A partir fundamentalmente de la publicación en 1819 de la Vida de Miguel de Cervantes de Fernández de Navarrete, se desata a todo lo largo y ancho del siglo XIX un auténtico fervor en torno al autor del Quijote , su vida, obra y milagros, pues se considera todo lo relacionado con Cervantes una cuestión de profundo calado dentro del mundo de la erudición, el pensamiento filológico y la creación literaria propiamente dicha. Así, junto a extravagantes y pioneros como Bartolomé José Gallardo en el primer tercio del siglo, encontramos en el otro extremo de la centuria nombres más sosegados y templados como Juan Valera o Miguel de Unamuno, que también habían declarado abiertamente su admiración y dejado testimonio impreso de ello en sus ensayos Sobre el Quijote y El caballero de la Triste Figura , por ejemplo. Y entre ellos nos encontramos con una larga nómina de escritores —José María Asensio, Eduardo Benot, Blanco-White, Cánovas de Castillo, Cayetano Alberto de la Barrera, Gil y Zárate, Juan Eugenio Hartzenbusch, León Máinez, Mesonero Romanos, la Pardo Bazán, Dr.
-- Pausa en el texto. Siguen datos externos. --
PR #158, opened 2025-02-07
Allow use of up and down arrow in chat input

### LINKED ISSUE #155: Not able to use the up and down arrows
## Description

Currently it does not seem to be possible to use the <kbd>↑</kbd> and <kbd>↓</kbd> arrows in the chat input area.

## Reproduce

Going up and down is often useful, for example when trying to type a code block with
<pre>
```

```
</pre>

https://github.com/user-attachments/assets/06fa794c-13fc-4a8d-b456-b5687bea01fc

## Expected behavior

It should be possible to navigate through the text input with the up and down arrow keys (left and right seem to be working fine)

## Context

Tested on the latest commit: ff010157cf6dc6b691367cfac4971b685b2f169e

brichet:
Fixes #155 

This PR prevent propagating the up and down arrow event to the `Autocomplete` component if the autocompletion is not opened.
It is weird that it is not handled by material UI itself, maybe there is a better solution.

### DIFF
--- a/packages/jupyter-chat/src/components/chat-input.tsx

Thebussem, Pereda, Quintana, Manuel de la Revilla, Blanca de los Ríos— que, con mayor o menor fortuna, ha venido reflejando una preocupación que traspasaba los límites de lo literario, lo filológico o lo novelesco, para trasladarse a los desquiciados territorios de lo obsesivo, rozando lo patológico. Efectivamente, el cervantismo como patología puede ser una buena explicación para comprender todo lo que sucede en torno a Cervantes en el siglo XIX y sus periferias cronológicas. Porque aunque el elevado número de ediciones y traducciones del Quijote desde su publicación haga incuestionable la aceptación general de la obra, también hay que hacer notar cómo a partir del siglo XVIII se inc reme nta, de forma más que considerable, el interés cervantino. Y, así, de las setenta ediciones del Quijote en el siglo XVII , se llega hasta las casi ciento cuarenta en el Setecientos, superando, con mucho, a las del Buscón, el Guzmán de Alfarache y el Lazarillo; todo ello sin contar las traducciones e imitaciones que del personaje encontramos en la mejor literatura de la época.
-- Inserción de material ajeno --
PR #159, opened 2025-02-10
Update eslint rules to avoid importing MUI icons

brichet:
This PR ports https://github.com/jupyterlab/jupyter-ai/pull/1225 by updating the `eslint` rules, to add enforcement rules for path imports on mui (thanks @krassowski).

It also moves all the linting configurations to dedicated files, instead of having all of them in the `package.json` file, for a better readability.


dlqqq:
@brichet I can review this once the UI tests pass. Thank you for opening this!

brichet:
Thanks @dlqqq, it passes now.
We should fix these flaky tests.

dlqqq (approved):
@brichet Great work, thank you! 🎉 I verified that `jlpm eslint:check` fails when importing MUI icons incorrectly, and that this is being run in CI (specifically in `Build / Build jupyter_chat`).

En cualquier caso, este caldo de cultivo del siglo XVIII constituye la base del espectacular desarrollo del cervantismo decimonónico y su iconografía como «poeta nacional», y aunque pueda resultar exagerado hablar de ideología cuando nos referimos a la actividad de estos escritores, no obstante, de la lectura pormenorizada de alguno de sus órganos de difusión —como es el caso de la Crónica de los Cervantistas de Máinez— se pueden extraer algunas ideas que dan cierta unidad a esta legión de textos. Una especie de exégesis cervantina que, a grandes rasgos, se desinteresa prácticamente por su teatro, centrándose en las Novelas Ejemplares , y sobre todo en el Quijote. Sin embargo, tras estas preocupaciones filológicas, se detecta que el verdadero núcleo del movimiento cervantófilo es el propio autor, su vida, sus opiniones, una peculiar visión del mundo que los cervantistas configuran a partir de sus obras.
Los trabajos que se reúnen aquí no pretenden sino un primer acercamiento a este vasto, extenso e inexplorado territorio a caballo entre la erudición filológica, la creación de una iconografía nacional y la ficción más enloquecida que, como si se tratara de una cómica venganza de Don Quijote sobre los lectores de sus disparatadas aventuras, se desata en torno a la obra y la figura cervantina, esencialmente, en el siglo XIX , pero de la que ya encontramos algunos elementos importantes en el siglo XVIII y que llega hasta los albores del siglo XX en las preocupaciones literarias de nuestros hombres del 98.